Why Hard Drive Diagnostics Matter
A failing hard drive is one of the most common causes of data loss in personal computers. Unlike SSDs, traditional spinning drives have mechanical components — platters, read/write heads, and actuator arms — that wear down over time. The good news is that most drives report their internal health metrics through a system called SMART (Self-Monitoring, Analysis and Reporting Technology), which you can read with free software.
Even if you primarily use an SSD, many systems still have an HDD for secondary storage. Neglecting its health can lead to sudden, unrecoverable data loss.
SMART data is your first line of defense. Checking it takes under two minutes and can give you weeks of advance warning before a drive becomes unreadable.
Step 1 — Install CrystalDiskInfo
CrystalDiskInfo is the most widely used free tool for reading SMART data on Windows. It supports traditional HDDs, SATA SSDs, NVMe drives, and most USB-connected storage. Download it from the official site at crystalmark.info.
After installation, open the application. Each connected drive appears as a tab at the top. The large colored indicator — blue for Good, yellow for Caution, red for Bad — gives you an immediate health summary.
Step 2 — Read the SMART Attribute Table
Below the summary, CrystalDiskInfo displays a table of SMART attributes. Most are technical, but a handful are critical for assessing drive health:
- Reallocated Sectors Count (ID 05) — Counts sectors the drive has moved away from because they became unreadable. Any value above zero is a warning sign. Rising values indicate active degradation.
- Pending Sectors (ID C5) — Sectors waiting to be reallocated. These are currently unreadable. A non-zero value means the drive is struggling right now.
- Uncorrectable Sectors (ID C6) — Sectors that could not be corrected. Even a value of 1 here is serious.
- Spin Retry Count (ID 0A) — How many times the drive had to retry spinning up. Elevated values suggest motor or bearing issues.
- Power-On Hours (ID 09) — Total hours the drive has been running. Beyond 30,000 hours, failure rates increase significantly for consumer drives.
If Reallocated Sectors Count, Pending Sectors, or Uncorrectable Sectors show any value above zero, back up your data immediately. Do not wait to see if the values stabilize.
Step 3 — Run a Surface Scan
SMART data reflects historical health, but a surface scan actively reads every sector on the drive to find current problems. CrystalDiskInfo's companion application, CrystalDiskMark, is designed for speed benchmarking rather than error detection. For a proper surface scan, use HDD Sentinel or the built-in Windows tool.
Using Windows Check Disk (chkdsk)
Open Command Prompt as Administrator and run:
chkdsk C: /f /r /x
The /r flag tells chkdsk to locate bad sectors and attempt to recover readable information. On a system drive, Windows will schedule the scan for the next restart. On a secondary drive, it runs immediately. A full scan of a 1TB drive typically takes 2–4 hours.
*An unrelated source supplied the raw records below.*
PR #432, opened 2026-09-06
readpass_file: reject a passphrase file with a stray carriage return

### LINKED ISSUE #431: [bug bounty] readpass_file() silently truncates the passphrase at a carriage return

### Summary

`readpass_file()` silently truncates the passphrase at the first carriage
return, so `--passphrase file:FILENAME` can encrypt or decrypt with a
passphrase which is not the one the file contains.

Its documented contract in `libcperciva/util/readpass.h` says such a file
should be rejected:

> Print an error and fail if the file is 2048 characters or more, **or if it
> contains any newline \n or \r\n characters other than at the end of the
> file**.  Do not include the \n or \r\n characters in the passphrase.

### What happens

`libcperciva/util/readpass_file.c`:

```c
	/* Get a line from the file. */
	if ((fgets(passbuf, MAXPASSLEN, f)) == NULL) {
...
	/* Bail if there's the line is too long, or if there's a second line. */
	if (fgetc(f) != EOF) {
...
	/* Truncate at any newline character. */
	passbuf[strcspn(passbuf, "\r\n")] = '\0';
```

`fgets()` stops after a `\n`, so the "more than 1 line" check catches a stray
`\n`: any `\n` we hold is necessarily the last character.  A `\r` is different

Step 4 — Check Drive Temperature
HDDs operate best between 25°C and 45°C. Sustained temperatures above 50°C accelerate wear on mechanical components. CrystalDiskInfo displays the current temperature in the top section of the interface. If your drive consistently runs hot, check that your case has adequate airflow and that drive bays are not obstructed.
Step 5 — Interpret the Results
After running diagnostics, you will fall into one of three categories:
- All clear — SMART shows no warnings, surface scan found no bad sectors, temperature is normal. Schedule the next check in 6 months.
- Caution — One or more SMART attributes are elevated but not critical. Back up immediately, monitor weekly, and plan for replacement within 3 months.
- Bad / Failing — Critical attributes are flagged. Back up now using a tool like Macrium Reflect or Clonezilla. Replace the drive as soon as possible.
Common Questions
Can I continue using a drive with reallocated sectors?
Technically yes, but it is not advisable for important data. The drive is compensating for physical damage. Once the pool of spare sectors is exhausted, data loss becomes inevitable. Use the drive only as a temporary measure while you migrate data.
Does this apply to SSDs too?
SSDs also report SMART data, but the relevant attributes differ. For SSDs, focus on Wear Leveling Count, Total Bytes Written, and Available Reserved Space. CrystalDiskInfo handles both drive types.
How often should I check drive health?
For drives under 3 years old with no prior issues: every 3–6 months. For drives over 5 years old or those showing any caution flags: monthly.
For deeper reading on SMART attributes and their thresholds, the Backblaze SMART stats research is one of the most data-rich public studies available, based on tens of thousands of drives in production use.